Throughout spring 2025, printing employment has been generally flat, and May was no exception: production employment was down 0.5% and non-production employment up by 0.6%.
Publishing employment was unchanged from April to May.
Looking at other business categories, the reporting of which lags a month:
Overall employment in the signage industry was up 0.4% from March to April 2025, with sign production employment up 0.7%, and non-production unchanged.
Converted paper products employment was up 0.3% from March to April, with paperboard container employment up 0.4% and paper bags and coated and treated paper employment down 0.6%.
Looking at some specific publishing and creative segments, from March to April, periodical publishing employment was down 0.3%, while newspaper publishing employment was unchanged and book publishing was down 0.2%. Graphic design employment was down 1.0%, ad agency employment was down 0.5%, and PR agency employment was down 0.8%. Direct mail advertising employment was down 2.4%.
As for April employment in general, the BLS reported on June 6:
Total nonfarm payroll employment increased by 139,000 in May, and the unemployment rate was unchanged at 4.2 percent, the U.S. Bureau of Labor Statistics reported today.
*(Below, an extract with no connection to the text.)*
PR #177, opened 2024-06-11
Add test plan for QUARKUS-4430 | http metrics should provide a path instead of REDIRECTION and NOT_FOUND

jcarranzan:
### Links

JIRA:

Employment continued to trend up in health care, leisure and hospitality, and social assistance. Federal government continued to lose jobs.
Meanwhile, March employment was revised down by 65,000 and for April was revised down by 30,000—ergo, employment in March and April combined was 95,000 lower than previously reported.
The U-6 rate (the so-called “real” unemployment rate which includes not just those currently unemployed but also those who are underemployed, marginally attached to the workforce, and have given up looking for work) was unchanged 7.8%.
The labor force participation rate decreased in May from 62.6% to 62.4% and the employment-to-population ratio decreased from 60.0% to 59.7%. The labor force participation rate for 24–54-year-olds decreased from 83.6% to 83.4%.
The May report was above economists’ expectations, although the steep downward revisions in March and April payrolls are concerning. Still, May was a decent jobs report.